About this task: Below are records. Find each line in them that holds the word "certificate" and copy it.

Provided records:
PR #2454, opened 2022-11-14
Add TSA bundle annotation

hectorj2f:

#### Summary

This change is related to https://github.com/sigstore/cosign/issues/2331. This PR adds a new annotation for the TSA Bundle.

### DIFF
--- a/pkg/oci/internal/signature/layer.go
+++ b/pkg/oci/internal/signature/layer.go
@@ -33,7 +33,7 @@ const (
 	certkey      = "dev.sigstore.cosign/certificate"
 	chainkey     = "dev.sigstore.cosign/chain"
 	BundleKey    = "dev.sigstore.cosign/bundle"
-	TSABundleKey = "dev.sigstore.cosign/bundle"
+	TSABundleKey = "dev.sigstore.cosign/3161timestamp"
 )
 
 type sigLayer struct {
--- a/pkg/oci/internal/signature/layer.go
+++ b/pkg/oci/internal/signature/layer.go
@@ -29,10 +29,11 @@ import (
 )
 
 const (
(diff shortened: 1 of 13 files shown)


pkg/oci/internal/signature/layer.go
```diff
@@ -29,10 +29,11 @@ import (
...
 const (
-	sigkey    = "dev.cosignproject.cosign/signature"
-	certkey   = "dev.sigstore.cosign/certificate"
-	chainkey  = "dev.sigstore.cosign/chain"
-	BundleKey = "dev.sigstore.cosign/bundle"
+	sigkey       = "dev.cosignproject.cosign/signature"
+	certkey      = "dev.sigstore.cosign/certificate"
+	chainkey     = "dev.sigstore.cosign/chain"
+	BundleKey    = "dev.sigstore.cosign/bundle"
+	TSABundleKey = "dev.sigstore.cosign/bundle"
```
priyawadhwa, line 36: I think you might have copy/pasted BundleKey here!

priyawadhwa (commented):
nice! just left one comment.

haydentherapper (commented):
Nice work!

pkg/oci/internal/signature/layer.go
hectorj2f: Good catch! I named here as `tsabundle` https://github.com/sigstore/cosign/pull/2454/files#diff-a4859b65c42ca40ac004766c29a8b1279097c2d7909552f77885af38876729c8R36. But I am not good at naming, so we can use 3161timestamp instead.

priyawadhwa (approved):
lgtm, tests looks great!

Task result:
 	certkey      = "dev.sigstore.cosign/certificate"
-	certkey   = "dev.sigstore.cosign/certificate"
+	certkey      = "dev.sigstore.cosign/certificate"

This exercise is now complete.